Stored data
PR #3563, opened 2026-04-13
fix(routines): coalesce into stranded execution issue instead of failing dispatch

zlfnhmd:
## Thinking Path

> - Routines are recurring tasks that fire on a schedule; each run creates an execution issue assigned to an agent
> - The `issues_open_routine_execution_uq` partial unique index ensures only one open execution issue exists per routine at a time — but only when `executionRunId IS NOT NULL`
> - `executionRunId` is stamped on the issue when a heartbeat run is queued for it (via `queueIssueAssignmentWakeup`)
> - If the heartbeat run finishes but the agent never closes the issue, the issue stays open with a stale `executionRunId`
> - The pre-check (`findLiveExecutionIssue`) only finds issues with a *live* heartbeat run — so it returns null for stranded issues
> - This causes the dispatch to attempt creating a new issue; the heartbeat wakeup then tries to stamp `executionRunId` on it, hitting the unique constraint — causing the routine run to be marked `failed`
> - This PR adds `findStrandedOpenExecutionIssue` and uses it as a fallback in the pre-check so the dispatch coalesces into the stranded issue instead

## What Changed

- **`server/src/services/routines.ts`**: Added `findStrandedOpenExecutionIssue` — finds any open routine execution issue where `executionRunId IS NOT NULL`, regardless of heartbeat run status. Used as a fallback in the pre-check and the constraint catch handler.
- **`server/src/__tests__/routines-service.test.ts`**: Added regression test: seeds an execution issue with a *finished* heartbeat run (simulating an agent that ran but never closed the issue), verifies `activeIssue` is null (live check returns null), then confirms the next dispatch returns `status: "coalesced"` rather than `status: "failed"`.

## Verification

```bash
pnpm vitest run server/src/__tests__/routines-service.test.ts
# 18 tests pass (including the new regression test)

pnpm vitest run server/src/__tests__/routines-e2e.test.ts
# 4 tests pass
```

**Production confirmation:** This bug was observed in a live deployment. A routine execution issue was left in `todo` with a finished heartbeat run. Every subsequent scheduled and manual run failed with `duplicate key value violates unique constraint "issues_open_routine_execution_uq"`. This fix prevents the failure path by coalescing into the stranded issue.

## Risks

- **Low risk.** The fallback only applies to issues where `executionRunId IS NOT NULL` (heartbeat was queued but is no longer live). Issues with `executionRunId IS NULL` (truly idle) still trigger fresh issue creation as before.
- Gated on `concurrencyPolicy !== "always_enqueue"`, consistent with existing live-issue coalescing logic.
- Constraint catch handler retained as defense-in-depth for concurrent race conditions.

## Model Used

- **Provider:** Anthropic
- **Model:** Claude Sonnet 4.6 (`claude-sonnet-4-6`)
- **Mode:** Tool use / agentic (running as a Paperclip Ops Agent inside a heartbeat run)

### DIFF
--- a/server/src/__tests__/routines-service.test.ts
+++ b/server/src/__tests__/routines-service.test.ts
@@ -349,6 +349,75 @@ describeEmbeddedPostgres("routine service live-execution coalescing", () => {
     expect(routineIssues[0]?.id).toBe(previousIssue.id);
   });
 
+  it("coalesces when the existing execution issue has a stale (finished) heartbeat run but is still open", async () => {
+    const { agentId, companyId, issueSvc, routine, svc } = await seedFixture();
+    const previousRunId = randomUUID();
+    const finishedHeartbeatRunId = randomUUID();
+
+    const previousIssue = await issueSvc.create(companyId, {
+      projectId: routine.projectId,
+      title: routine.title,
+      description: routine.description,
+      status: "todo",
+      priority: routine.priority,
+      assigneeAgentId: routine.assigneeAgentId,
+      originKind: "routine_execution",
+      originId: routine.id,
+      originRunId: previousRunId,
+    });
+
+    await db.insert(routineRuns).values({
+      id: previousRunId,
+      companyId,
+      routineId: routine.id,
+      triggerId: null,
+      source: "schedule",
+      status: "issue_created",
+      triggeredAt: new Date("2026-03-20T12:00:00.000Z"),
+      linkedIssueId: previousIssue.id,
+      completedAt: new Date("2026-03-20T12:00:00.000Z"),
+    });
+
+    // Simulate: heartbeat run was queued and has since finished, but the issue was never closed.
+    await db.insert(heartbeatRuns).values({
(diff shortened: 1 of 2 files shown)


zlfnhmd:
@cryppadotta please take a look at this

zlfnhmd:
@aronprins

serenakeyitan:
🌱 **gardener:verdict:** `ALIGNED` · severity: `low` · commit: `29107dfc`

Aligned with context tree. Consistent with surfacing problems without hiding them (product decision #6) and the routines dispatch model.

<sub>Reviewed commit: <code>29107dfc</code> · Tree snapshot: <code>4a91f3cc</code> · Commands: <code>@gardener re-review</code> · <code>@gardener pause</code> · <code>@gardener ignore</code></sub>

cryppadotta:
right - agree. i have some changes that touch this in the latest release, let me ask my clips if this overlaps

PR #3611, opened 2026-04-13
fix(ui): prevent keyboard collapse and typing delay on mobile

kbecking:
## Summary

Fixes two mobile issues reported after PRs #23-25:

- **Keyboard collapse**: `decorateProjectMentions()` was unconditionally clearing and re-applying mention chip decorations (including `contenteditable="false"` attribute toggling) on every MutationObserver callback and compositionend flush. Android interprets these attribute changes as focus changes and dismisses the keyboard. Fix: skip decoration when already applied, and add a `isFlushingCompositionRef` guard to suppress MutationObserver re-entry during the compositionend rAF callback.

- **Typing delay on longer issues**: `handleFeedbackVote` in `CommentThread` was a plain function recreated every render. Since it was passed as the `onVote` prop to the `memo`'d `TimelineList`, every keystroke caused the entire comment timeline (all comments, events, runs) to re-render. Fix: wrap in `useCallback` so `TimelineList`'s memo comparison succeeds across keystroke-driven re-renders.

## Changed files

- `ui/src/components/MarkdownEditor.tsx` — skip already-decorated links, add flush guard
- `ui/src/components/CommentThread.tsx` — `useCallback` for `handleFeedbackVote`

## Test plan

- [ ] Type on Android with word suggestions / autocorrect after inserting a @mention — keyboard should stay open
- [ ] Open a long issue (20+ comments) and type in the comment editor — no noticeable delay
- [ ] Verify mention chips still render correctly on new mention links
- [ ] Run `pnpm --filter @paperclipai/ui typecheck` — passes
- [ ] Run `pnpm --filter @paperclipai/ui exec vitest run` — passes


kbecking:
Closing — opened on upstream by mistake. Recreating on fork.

About this task: Wherever a line contains the string "await", copy that line from the data.

Solution to the exercise:
+    const { agentId, companyId, issueSvc, routine, svc } = await seedFixture();
+    const previousIssue = await issueSvc.create(companyId, {
+    await db.insert(routineRuns).values({
+    await db.insert(heartbeatRuns).values({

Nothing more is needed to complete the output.